Never Drive A Car When You’re Dead

Hollywood FreewayHe couldn’t put it off any longer.

Esteban finally settled on the Lankershim exit of the northbound Hollywood Freeway.

Gliding down the ramp at 85 MPH. Such a serene and placid feeling. Orange, smog-filtered June moonlight stabbing through the tinted windshield.

He smiled. For the first time in months. It was all over now. All in the past. History. Mystery. Myth.

Esteban lifted his thick, sweaty hands from the steering wheel and lifted them above his head. Tom Waits was crooning on the car stereo.

— Waits has a voice like tires crunching on a gravel road, Esteban thought, one of those country lanes, surrounded by barren farm land, always with a mobile home in the distance. A dog out front, yapping his head off as you approach, snarling, exposing a row of ugly yellow fangs, the hideous unclean beast chained to a rusty railroad tie that had been pounded into the ground.

Esteban experienced a sudden lifting sensation, a fluttering in his stomach, as the chocolate-brown Volvo careened to the left with a squeal of rubber on asphalt, aerodynamics at play now, all systems go, tires crunching and mutilating the cold, crisp decorative iceplant garden of the offramp.

And then the rolling and rumbling, glass smashing and splintering, his skull ramming repeatedly into the imploding roof of the tumbling carrier of blackness; sharp edges, dagger-like, piercing the soft pink tissue of his brain.

But Esteban had been dead long before he opted for the Lankershim exit.

5 Responses to “Never Drive A Car When You’re Dead”

  1. chrislacour Says:

    Great Flash here, Rodger. This piece leaves me thinking of J.G Ballard’s “Crash”. Only without all the sex.
    I’m just now finding your site. Looks like I’ll be pretty busy for awhile. Everything I’ve read so far points to a very interesting man at the keyboard. Glad to have found it.

  2. Scot Says:

    Rodger
    The title had me laughing all the way trough.
    Good piece–actually great—–I have been looking at flash fiction for a while–there seems to be a market for this–might give it a stab.

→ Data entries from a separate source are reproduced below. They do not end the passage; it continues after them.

Issue #2731, opened 2017-05-08
Accessibility issues on Paginator/DataTable and ConfirmationDialog


mandy6720:
**I'm submitting a ...**  (check one with "x")
```
[x] bug report => Search github for a similar issue or PR before submitting
[ ] feature request => Please check if request is not on the roadmap already https://github.com/primefaces/primeng/wiki/Roadmap
[ ] support request => Please do not submit support request here, instead see http://forum.primefaces.org/viewforum.php?f=35
```

**Plunkr Case (Bug Reports)**
Please fork the plunkr below and create a case demonstrating your bug report. Issues without a plunkr have much less possibility to be reviewed.

http://plnkr.co/edit/D1AK7i

**Current behavior**

Not really a bug, per se, but Paginator, DataTable and Modal do not meet standards for accessibility (WCAG/508 compliance).

Specifically:

-- lack of meaningful paginator alt text
When using a screen reader, the buttons for the paginator do not have meaningful text to indicate what their function is to a visually impaired user. 
(Suggestion: add aria-labels)

-- sortable columns do not have focus 
A user using keyboard/tab navigation is unable to tab to (focus) the sort arrows on a sortable column - they are unable to toggle the sort order in the DataTable. This doesn't necessarily make the table unusable for a visually impaired user, but would be a nice to have.
(Suggestion: add a tabIndex=0 to the arrow icon with an aria-label describing the sort direction)

-- focus on selectable row (shorthand selection column in DataTable)
When using the shorthand/build-in select column, a user using keyboard/tab navigation is unable to tab to/navigate to the checkboxes in that column.
(Suggestion: add a tabIndex=0 to the checkbow inputs)

-- focus on pop-up buttons (modal)
When a modal is opened, focus should go to the first interactable element on the modal window - otherwise, the user would have to tab through all of the elements on the current page before getting to the modal window.
(Suggestion: when the window is summoned, use .focus() or similar to programmatically set the focus to the upper-right close button or other interactable element)

**Expected behavior**

1. All buttons on paginator would have meaningful text for screenreaders.

2. Sort arrows for columns would be tab-able and have meaningful text.

3. The build-in selection column's checkboxes would be included in the tab navigation.

4. When a modal window is opened, focus would move to the upper righthand close button (x) or first other interactable element.

**Minimal reproduction of the problem with instructions**

[...]

PR #3024, opened 2017-06-08
Added aria-labels

dcesiel:
###Defect Fixes
This fixes adds alt text to paginator as requested in issue #2731 

"-- lack of meaningful paginator alt text
When using a screen reader, the buttons for the paginator do not have meaningful text to indicate what their function is to a visually impaired user.
(Suggestion: add aria-labels)"


cagataycivici:
But these labels are in English, we should better make them attributes or so for customization.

    Brautigan had this short writing in Revenge of the Lawn–just didn’t call it flash fiction.

    scot

  3. Rodger Jacobs Says:

    Scot, I remember “Revenge of the Lawn” very well. While living in North Beach last year I had the opportunity to chat up many people who knew Brautigan. By their accounts, Brautigan was indeed troubled but nowhere near the selfish prick that literary legend tells us he was. In any event, flash fiction is a relatively new nomenclature that has its roots in the Gordon Lish editing style imposed on Raymond Carver’s work. And, yes, there’s a market for it on the web for a very simple reason: it’s tailor-made for web browsing, quick and easy to read.

    Chris, among the many books on my bedside table is a thick paperback tome titled J.G. Ballard Quotes. I often thumb through it for inspiration. Looks like you might’ve caught a little subconcious inspiration I was not aware of: Ballard filtered through Tom Waits. Thanks for your kind words and enjoy yourself here.

  4. Don Says:

    My top 3 tom waits albums: “Small change” with my top song of his called tom trauberts blues. “franks wild years” and “mule variations”

  5. Rodger Jacobs Says:

    “Tom Trauberts Blues”, aka Waltzing Matilda, is great. “Small Change” is, I think, the only CD I don’t have in the collection that a friend burned for me.

    “Frank’s Wild Years”, as I told you on the phone today, is a masterpiece.